In mathematics, the factorial of a non-negative integer is the product of all positive integers less than or equal to that number. It's denoted by the symbol \(!\). For example, \(!5\) (read as 'five factorial') is calculated as follows:
\[ 5! = 5 \cdot 4 \cdot 3 \cdot 2 \cdot 1 = 120 \] The factorial function grows very quickly. Even for relatively small numbers, the factorial can be quite large. For 0, it's defined that \(!0 = 1\). This definition helps in simplifying various mathematical expressions and maintaining consistency in equations.

Permutations refer to the different possible arrangements of a set of items. The order in which we arrange the items matters in permutations. The formula for permutations is given by:
\[ P(n, k) = \frac{n!}{(n - k)!} \] Here, \(n\) represents the total number of items, and \(k\) is the number of items to be arranged. The factorial in the numerator (\(n!\)) provides the number of ways to arrange all \(n\) items, while the factorial in the denominator (\((n - k)!\)) removes the excess arrangements when fewer than \(n\) items are being selected. Using this formula, the specific permutation for \(P(52, 0)\) was found by substituting the values into it.

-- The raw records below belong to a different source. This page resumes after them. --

PR #194, opened 2018-03-21
Check document length bounds against document length

uppinder:
Cross-check the document length upper and lower bounds with the
document length in xapian-check.

### DIFF
--- a/xapian-core/backends/glass/glass_dbcheck.cc
+++ b/xapian-core/backends/glass/glass_dbcheck.cc
@@ -742,7 +742,7 @@ check_glass_table(const char * tablename, const string &db_dir, int fd,
 	    if (doclen < version_file.get_doclength_lower_bound() ||
 		doclen > version_file.get_doclength_upper_bound()) {
 		if (out) {
-		    *out << "doclen not within bounds";
+		    *out << "doclen not within bounds" << endl;
 		}
 		++errors;
 		continue;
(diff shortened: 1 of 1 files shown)


xapian-core/backends/glass/glass_dbcheck.cc
```diff
@@ -738,6 +738,16 @@ check_glass_table(const char * tablename, const string &db_dir, int fd,
 		continue;
 	    }
 
+	    // Check doclen with doclen lower and upper bounds
+	    if (doclen < version_file.get_doclength_lower_bound() ||
+		doclen > version_file.get_doclength_upper_bound()) {
+		if (out) {
+		    *out << "doclen not within bounds";
```
ojwb: Thanks.

This looks good, except that this really should write `endl` too so that the message is on its own line rather than running into whatever is output next.  Existing similar messages do this.

ojwb:
Thanks, merged.

One little note - when there's already a ticket for the issue being addressed it's a good idea to reference that ticket in the commit message - e.g. with a line which says:

```
Closes https://trac.xapian.org/ticket/617
```

That allows people to later find the ticket from the commit if they want more background on a change (for example, if there turns out to be a problem with it).  Often bug trackers actually monitor commit messages and will automatically link to a commit referencing the ticket and even automatically close it if the reference has "Closes" in front.  We haven't set that up for our trac so far, but the reference is still useful for humans in the future.

I added such a note to the merge commit's message in this case, which will do.

PR #195, opened 2018-04-01
Extend test of behavior of database objects after database close

guruhegde:
Changes:
Added tests to cover termlist, alltermlist, positionlist iterator. Ran the api test on all backend types. No failure. 
I will update this PR with additional tests w.r.t ticket #337.

Questions:
* Should I squash the commits to make single one?
* It is mentioned in the comment that iterator increment may not raise exception. Is it because block of values will be fetched from database when iterator object is assigned with begin method?

### DIFF
--- a/xapian-core/tests/api_closedb.cc
+++ b/xapian-core/tests/api_closedb.cc
@@ -307,7 +307,7 @@ DEFINE_TESTCASE(closedb5, transactions) {
 	Xapian::WritableDatabase wdb = get_writable_database();
 	wdb.close();
 	TEST_EXCEPTION(Xapian::InvalidOperationError,
-		wdb.commit_transaction());
+		       wdb.commit_transaction());
 	try {
 	    wdb.begin_transaction();
 	} catch (const Xapian::DatabaseError &) {
--- a/xapian-core/tests/api_closedb.cc
+++ b/xapian-core/tests/api_closedb.cc
@@ -325,6 +325,11 @@ DEFINE_TESTCASE(closedb7, writable) {
     // is a no-op, and so doesn't have to fail.  Similarly we may be able to
     // call db.begin_transaction(), but we can't make any changes inside that
     // transaction.
+    try {
+	db.commit();
+    } catch (const Xapian::DatabaseError &) {
+    }
+
     TEST_EXCEPTION(Xapian::DatabaseError,
 		   db.add_document(Xapian::Document()));
     TEST_EXCEPTION(Xapian::DatabaseError,
--- a/xapian-core/tests/api_closedb.cc
+++ b/xapian-core/tests/api_closedb.cc
@@ -51,6 +51,8 @@ struct closedb1_iterators {
     Xapian::PostingIterator pl1;
     Xapian::PostingIterator pl2;
     Xapian::PostingIterator plend;
+    Xapian::TermIterator tl1;
+    Xapian::TermIterator tlend;
 
     void setup(Xapian::Database db_) {
 	db = db_;
@@ -60,6 +62,8 @@ struct closedb1_iterators {
 	pl2 = db.postlist_begin("paragraph");
 	++pl2;
 	plend = db.postlist_end("paragraph");
+	tl1 = db.termlist_begin(1);
+	tlend = db.termlist_end(1);
     }
 
     int perform() {
@@ -95,12 +99,17 @@ struct closedb1_iterators {
 	COUNT_CLOSEDEXC(db.reopen());
 
 	TEST_NOT_EQUAL(pl1, plend);
+	TEST_NOT_EQUAL(tl1, tlend);
 
 	COUNT_CLOSEDEXC(db.postlist_begin("paragraph"));
 
 	COUNT_CLOSEDEXC(TEST_EQUAL(*pl1, 1));
 	COUNT_CLOSEDEXC(TEST_EQUAL(pl1.get_doclength(), 28));
 	COUNT_CLOSEDEXC(TEST_EQUAL(pl1.get_unique_terms(), 21));
+
+	COUNT_CLOSEDEXC(TEST_EQUAL(*tl1, "a"));
+	COUNT_CLOSEDEXC(TEST_EQUAL(tl1.get_wdf(), 2));
+	COUNT_CLOSEDEXC(TEST_EQUAL(tl1.get_termfreq(), 3));
 
 	// Advancing the iterator may or may not raise an error, but if it
 	// doesn't it must return the correct answers.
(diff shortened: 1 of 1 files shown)


ojwb:
> Should I squash the commits to make single one?

The commit boundaries seem good to me.

Our dev guide has some [useful pointers](https://xapian-developer-guide.readthedocs.io/en/latest/contributing/workflow.html#good-commits) on this.  In this case you can think of each commit you've made as a single complete change, though all of them together also arguably make a single complete change.  The finer granularity has some advantages (e.g. someone later tracking down where a bug was introduced by using `git bisect` will end up with a smaller change to have to manually look through) so that looks good to me.

If you were in a situation where combining the commits made sense, it's better to make the amendments as "fixup" commits (see the dev guide for more details) which the reviewer can squash down automatically before merging - if you as the submitter squash commits together and rewrite history that makes things harder for reviewers as they can't trivially see the incremental changes made in response to review comments.  Generally you shouldn't rewrite history unilaterally - only do it if you've not pushed the branch publicly or if there's clear agreement to rewrite history from everyone using the branch.

> It is mentioned in the comment that iterator increment may not raise exception. Is it because block of values will be fetched from database when iterator object is assigned with begin method?

Essentially, though it may be that data is read in batches rather than only by the begin method.  The iterator doesn't actually see that the database has been closed until it tries to read the next batch.  We could make the iterator explicitly check with its associated database object if it has been closed before every operation, but that's a lot of essentially pointless checking which adds overhead.  So instead the semantics we specify are that you'll either get the answer you would have got just before the database was closed or an exception saying the database is closed.  This is true for any object which internally links to a database object, not just iterators.  In some cases, it may be due to caching rather than batched data.

> I will update this PR with additional tests w.r.t ticket #337.

OK - I'll hold off merging for now.

guruhegde:
Thanks for the tips on commit boundaries and telling about batched read. 

In #337, commit() for writable database, How can I test the behavior?  
For remote type, TEST_EXCEPTION() can be used.  How to test no op behavior? 

Similarly for transaction API. Any advice?

guruhegde:
I tried this, not sure whether this is the way.  

`+    if (startswith(get_dbtype(), "remote")) {
+       TEST_EXCEPTION(Xapian::DatabaseError,
+                      db.commit());
+       TEST_EXCEPTION(Xapian::DatabaseError,
+                      db.begin_transaction(true));
+    } else {
+       try {
+           db.commit();
+       } catch (const Xapian::DatabaseError &) {
+           return false;
+       }
+    }
`

xapian-core/tests/api_closedb.cc
```diff
@@ -242,6 +299,20 @@ DEFINE_TESTCASE(closedb5, transactions) {
...
     }
+
+    {
+	// commit_transaction() throws InvalidOperationError when
+	// not in a transaction. begin_transaction() is no-op or
+	// throws DatabaseError
+	Xapian::WritableDatabase wdb = get_writable_database();
+	wdb.close();
+	TEST_EXCEPTION(Xapian::InvalidOperationError,
+		wdb.commit_transaction());
```
ojwb: Xapian coding style is to align just after the `(` on the line above in a case like this (as is done in every existing wrapped `TEST_EXCEPTION(...)` in this file).

xapian-core/tests/api_closedb.cc
```diff
@@ -242,6 +299,20 @@ DEFINE_TESTCASE(closedb5, transactions) {
...
+	try {
+	    wdb.begin_transaction();
```
ojwb: If `begin_transaction()` succeeds it would be good to test that `commit_transaction()` does something appropriate.

xapian-core/tests/api_closedb.cc
```diff
@@ -242,6 +299,20 @@ DEFINE_TESTCASE(closedb5, transactions) {
...
+	} catch (const Xapian::DatabaseError &) {
+	}
+    }
```
ojwb: Equivalent tests to those added above could be done with `cancel_transaction()` in place of `commit_transaction()`.

xapian-core/tests/api_closedb.cc
```diff
@@ -242,6 +299,20 @@ DEFINE_TESTCASE(closedb5, transactions) {
 	Xapian::Database db = get_writable_database_as_database();
 	TEST_EQUAL(db.get_doccount(), 0);
     }
+
```
ojwb: The additions below don't really fit the current description of this testcase: "If a transaction is active, close() shouldn't implicitly commit()."

I would suggest they'd fit better in closedb7 (description: "Test WritableDatabase methods") where there's even an existing comment that discusses how `begin_transaction()` should behave, except the condition on closedb7 doesn't include `transactions`.

I think probably move the "If a transaction is active, close() shouldn't implicitly commit()." comment to the first block, add a more generic comment for the testcase such as "Test the effects of close() on transactions" and relocate the part of the comment in closedb7 that talks about `begin_transaction()` to the comment block below.

xapian-core/tests/api_closedb.cc
guruhegde: Done

xapian-core/tests/api_closedb.cc
guruhegde: Checked begin_transaction() returns successfully, based on that commit_transaction() check is done.  Let me know if it needs any update.

xapian-core/tests/api_closedb.cc
guruhegde: Done

xapian-core/tests/api_closedb.cc
guruhegde: Addressed the changes suggested for comments. Let me know if all ok :)

xapian-core/tests/api_closedb.cc
```diff
@@ -49,7 +49,6 @@ struct closedb1_iterators {
     Xapian::Database db;
     Xapian::Document doc1;
     Xapian::PostingIterator pl1;
-    Xapian::PostingIterator pl2;
```
guruhegde: I couldn't see why pl2 is present. So removed. Let me know if it's there for some purpose, I will undo this change.

xapian-core/tests/api_closedb.cc
guruhegde: Sorry about the style error. I keep forgetting to run style check script locally.  Will take care of this in future.

xapian-core/tests/api_closedb.cc
ojwb: Good spot.  The history isn't very informative (it was added like this) but I think the idea was to test an iterator that had been advanced before the database was closed (as well as `pl1` which hasn't been).  That seems useful as it might affect the behaviour, but to be useful we need to actually check `pl2` in similar ways to `pl1` below (just with different values in the checks because it is one further along).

Combinatorics is a branch of mathematics dealing with combinations, permutations, and counting. It provides tools and formulas to count the ways objects can be chosen or arranged. In this exercise, we used a specific formula from combinatorics to determine permutations. Combinatorics includes:

• Permutations: Arrangements where order matters.
• Combinations: Selections where order does not matter.

For permutation problems like \(P(52, 0)\), combinatorics helps in calculating the ordered arrangements efficiently through well-defined formulas.

Algebra often deals with symbols and the rules for manipulating these symbols to solve equations or perform calculations. In solving permutation problems like \(P(52, 0)\), understanding algebraic manipulation is key. We used algebra to:

• Substitute values into a given formula.
• Simplify expressions.
• Solve factorial equations.

By applying algebraic principles, we simplify complex expressions and make sure that calculations like \(\frac{52!}{52!}\) reduce correctly to 1, ensuring the integrity of our solution.